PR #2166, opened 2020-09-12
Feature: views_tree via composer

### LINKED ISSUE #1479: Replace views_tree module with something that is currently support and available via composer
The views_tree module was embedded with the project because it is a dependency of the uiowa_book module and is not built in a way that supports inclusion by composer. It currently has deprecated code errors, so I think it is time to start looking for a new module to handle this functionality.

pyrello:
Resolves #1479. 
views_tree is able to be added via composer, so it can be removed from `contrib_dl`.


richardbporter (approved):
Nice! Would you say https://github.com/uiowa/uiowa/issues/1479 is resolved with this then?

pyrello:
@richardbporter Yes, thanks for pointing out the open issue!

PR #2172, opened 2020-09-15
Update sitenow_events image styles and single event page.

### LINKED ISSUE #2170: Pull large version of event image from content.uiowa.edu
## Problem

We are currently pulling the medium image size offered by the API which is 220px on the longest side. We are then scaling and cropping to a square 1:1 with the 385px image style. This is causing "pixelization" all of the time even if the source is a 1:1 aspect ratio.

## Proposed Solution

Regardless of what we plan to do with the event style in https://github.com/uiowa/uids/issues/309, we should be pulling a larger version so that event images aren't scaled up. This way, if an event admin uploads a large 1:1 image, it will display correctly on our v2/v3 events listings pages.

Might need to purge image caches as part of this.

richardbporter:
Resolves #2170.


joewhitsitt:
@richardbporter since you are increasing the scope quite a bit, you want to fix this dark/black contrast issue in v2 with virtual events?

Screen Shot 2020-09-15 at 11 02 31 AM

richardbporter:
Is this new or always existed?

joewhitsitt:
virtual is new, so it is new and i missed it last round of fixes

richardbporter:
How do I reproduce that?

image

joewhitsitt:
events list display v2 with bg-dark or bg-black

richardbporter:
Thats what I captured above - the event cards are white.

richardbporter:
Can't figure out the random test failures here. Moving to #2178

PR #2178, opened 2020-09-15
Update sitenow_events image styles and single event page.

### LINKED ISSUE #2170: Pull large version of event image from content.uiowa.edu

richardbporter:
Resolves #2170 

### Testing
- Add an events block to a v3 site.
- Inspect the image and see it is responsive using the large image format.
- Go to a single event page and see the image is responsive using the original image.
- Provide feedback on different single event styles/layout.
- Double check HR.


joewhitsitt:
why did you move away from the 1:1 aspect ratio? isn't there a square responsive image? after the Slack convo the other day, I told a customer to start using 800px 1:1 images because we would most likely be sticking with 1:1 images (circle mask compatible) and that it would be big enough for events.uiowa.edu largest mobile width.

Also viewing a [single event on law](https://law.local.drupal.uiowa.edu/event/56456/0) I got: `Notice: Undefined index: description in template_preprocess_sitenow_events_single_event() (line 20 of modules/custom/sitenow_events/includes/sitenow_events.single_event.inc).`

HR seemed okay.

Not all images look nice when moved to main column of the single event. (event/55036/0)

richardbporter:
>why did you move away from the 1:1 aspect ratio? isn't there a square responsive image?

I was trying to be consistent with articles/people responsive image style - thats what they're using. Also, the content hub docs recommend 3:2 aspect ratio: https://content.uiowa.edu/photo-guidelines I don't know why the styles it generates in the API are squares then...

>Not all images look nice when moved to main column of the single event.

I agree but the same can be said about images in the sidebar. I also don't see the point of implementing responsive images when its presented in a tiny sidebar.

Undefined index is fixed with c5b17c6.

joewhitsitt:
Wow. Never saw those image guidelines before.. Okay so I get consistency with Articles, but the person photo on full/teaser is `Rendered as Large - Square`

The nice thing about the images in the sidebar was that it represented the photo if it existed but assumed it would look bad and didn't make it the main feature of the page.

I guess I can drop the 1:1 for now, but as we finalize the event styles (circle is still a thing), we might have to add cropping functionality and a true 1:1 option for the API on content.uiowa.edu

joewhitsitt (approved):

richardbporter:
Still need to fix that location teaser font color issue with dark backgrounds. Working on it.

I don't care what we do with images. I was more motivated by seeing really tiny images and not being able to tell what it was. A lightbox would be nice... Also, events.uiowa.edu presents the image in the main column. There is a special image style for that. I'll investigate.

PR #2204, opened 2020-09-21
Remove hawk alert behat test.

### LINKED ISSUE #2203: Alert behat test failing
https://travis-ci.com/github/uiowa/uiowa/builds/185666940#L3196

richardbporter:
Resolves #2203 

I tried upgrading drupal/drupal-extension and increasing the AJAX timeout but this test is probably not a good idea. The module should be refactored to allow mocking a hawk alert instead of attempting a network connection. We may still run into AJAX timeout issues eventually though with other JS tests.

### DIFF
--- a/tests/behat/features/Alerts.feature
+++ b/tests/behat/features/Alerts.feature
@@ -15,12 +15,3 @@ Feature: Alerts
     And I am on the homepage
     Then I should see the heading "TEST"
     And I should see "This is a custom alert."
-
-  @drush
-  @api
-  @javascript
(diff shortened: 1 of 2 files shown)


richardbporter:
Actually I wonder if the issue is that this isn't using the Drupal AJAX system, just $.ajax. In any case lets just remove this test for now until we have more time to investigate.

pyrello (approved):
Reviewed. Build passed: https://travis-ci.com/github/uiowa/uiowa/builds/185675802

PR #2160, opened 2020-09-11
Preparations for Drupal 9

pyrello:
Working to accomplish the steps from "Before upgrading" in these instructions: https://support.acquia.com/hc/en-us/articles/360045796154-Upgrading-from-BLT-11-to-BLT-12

┄┄┄┄┄┄┄┄┄┄┄┄┄┄┄┄┄┄┄┄

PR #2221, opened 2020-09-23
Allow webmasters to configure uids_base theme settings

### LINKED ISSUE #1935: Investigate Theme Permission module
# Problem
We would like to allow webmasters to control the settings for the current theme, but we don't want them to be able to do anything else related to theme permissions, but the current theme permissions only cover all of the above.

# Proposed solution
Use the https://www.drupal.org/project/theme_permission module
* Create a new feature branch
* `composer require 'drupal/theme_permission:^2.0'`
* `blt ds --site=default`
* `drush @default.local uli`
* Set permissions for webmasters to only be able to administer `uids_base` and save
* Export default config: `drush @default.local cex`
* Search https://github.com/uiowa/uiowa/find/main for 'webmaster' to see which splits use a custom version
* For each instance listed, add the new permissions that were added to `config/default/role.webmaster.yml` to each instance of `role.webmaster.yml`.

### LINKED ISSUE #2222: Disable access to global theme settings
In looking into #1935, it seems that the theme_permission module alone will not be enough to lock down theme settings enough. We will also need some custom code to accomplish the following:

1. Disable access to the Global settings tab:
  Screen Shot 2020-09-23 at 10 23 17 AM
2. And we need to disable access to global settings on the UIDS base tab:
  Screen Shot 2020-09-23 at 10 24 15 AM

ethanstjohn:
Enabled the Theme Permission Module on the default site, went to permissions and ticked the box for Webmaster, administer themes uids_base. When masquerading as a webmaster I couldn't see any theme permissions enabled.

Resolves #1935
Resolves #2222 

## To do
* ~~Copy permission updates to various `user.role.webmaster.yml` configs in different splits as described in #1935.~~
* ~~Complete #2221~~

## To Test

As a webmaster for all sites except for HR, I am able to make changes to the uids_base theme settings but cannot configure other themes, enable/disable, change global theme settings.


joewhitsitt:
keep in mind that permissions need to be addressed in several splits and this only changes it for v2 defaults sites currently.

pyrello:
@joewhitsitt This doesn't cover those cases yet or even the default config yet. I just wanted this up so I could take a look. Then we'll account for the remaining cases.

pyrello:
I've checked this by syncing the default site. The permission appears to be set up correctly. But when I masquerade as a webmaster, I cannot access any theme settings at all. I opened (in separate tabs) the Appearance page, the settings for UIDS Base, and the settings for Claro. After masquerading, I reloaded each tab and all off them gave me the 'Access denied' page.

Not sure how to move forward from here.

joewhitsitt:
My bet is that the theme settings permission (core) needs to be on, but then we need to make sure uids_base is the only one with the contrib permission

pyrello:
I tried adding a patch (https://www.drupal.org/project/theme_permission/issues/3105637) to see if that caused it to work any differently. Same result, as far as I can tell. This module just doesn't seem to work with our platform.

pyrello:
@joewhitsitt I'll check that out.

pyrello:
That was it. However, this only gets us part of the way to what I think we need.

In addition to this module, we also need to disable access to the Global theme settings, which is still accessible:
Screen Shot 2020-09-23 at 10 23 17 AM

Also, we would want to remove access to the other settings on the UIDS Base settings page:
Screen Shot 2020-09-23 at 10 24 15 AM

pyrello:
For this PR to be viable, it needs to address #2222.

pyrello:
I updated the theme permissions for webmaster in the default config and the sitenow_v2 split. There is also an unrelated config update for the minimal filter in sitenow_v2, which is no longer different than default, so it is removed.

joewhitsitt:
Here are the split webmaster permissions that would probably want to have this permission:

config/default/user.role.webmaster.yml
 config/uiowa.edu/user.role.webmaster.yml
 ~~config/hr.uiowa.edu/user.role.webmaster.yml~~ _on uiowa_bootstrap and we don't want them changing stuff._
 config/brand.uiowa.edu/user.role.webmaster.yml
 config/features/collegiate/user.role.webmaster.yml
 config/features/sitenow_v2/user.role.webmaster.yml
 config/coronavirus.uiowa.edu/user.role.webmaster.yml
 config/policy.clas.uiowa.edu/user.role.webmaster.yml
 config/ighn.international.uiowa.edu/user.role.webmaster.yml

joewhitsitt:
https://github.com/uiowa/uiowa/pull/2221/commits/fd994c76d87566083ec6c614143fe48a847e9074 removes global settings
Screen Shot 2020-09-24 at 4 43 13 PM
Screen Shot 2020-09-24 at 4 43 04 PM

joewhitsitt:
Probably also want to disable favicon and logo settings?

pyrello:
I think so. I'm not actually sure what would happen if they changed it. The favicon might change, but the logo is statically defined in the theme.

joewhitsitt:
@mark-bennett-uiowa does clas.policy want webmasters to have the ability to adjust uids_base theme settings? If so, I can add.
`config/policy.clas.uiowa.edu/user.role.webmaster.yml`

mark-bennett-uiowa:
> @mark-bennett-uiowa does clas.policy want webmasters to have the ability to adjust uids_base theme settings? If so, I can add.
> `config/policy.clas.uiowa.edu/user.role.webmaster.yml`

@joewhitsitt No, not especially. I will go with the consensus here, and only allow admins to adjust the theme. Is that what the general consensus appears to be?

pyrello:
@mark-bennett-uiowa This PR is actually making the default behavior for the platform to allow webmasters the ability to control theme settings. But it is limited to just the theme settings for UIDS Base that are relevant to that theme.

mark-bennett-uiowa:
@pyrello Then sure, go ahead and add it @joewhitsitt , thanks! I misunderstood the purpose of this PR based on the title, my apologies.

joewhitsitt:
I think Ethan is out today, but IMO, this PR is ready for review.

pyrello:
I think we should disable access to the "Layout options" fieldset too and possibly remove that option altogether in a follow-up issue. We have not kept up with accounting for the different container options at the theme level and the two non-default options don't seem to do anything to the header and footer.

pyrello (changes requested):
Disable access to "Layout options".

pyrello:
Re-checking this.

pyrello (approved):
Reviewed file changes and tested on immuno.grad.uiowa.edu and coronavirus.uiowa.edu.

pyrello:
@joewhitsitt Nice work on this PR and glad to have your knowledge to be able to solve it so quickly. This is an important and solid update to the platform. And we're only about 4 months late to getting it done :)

┄┄┄┄┄┄┄┄┄┄┄┄┄┄┄┄┄┄┄┄

▶ Description of the task: Output the material above exactly, but only from the line that carries "the open issue!" through the line that carries "## Proposed Solution".

▶ Solution:
@richardbporter Yes, thanks for pointing out the open issue!

PR #2172, opened 2020-09-15
Update sitenow_events image styles and single event page.

### LINKED ISSUE #2170: Pull large version of event image from content.uiowa.edu
## Problem

We are currently pulling the medium image size offered by the API which is 220px on the longest side. We are then scaling and cropping to a square 1:1 with the 385px image style. This is causing "pixelization" all of the time even if the source is a 1:1 aspect ratio.

## Proposed Solution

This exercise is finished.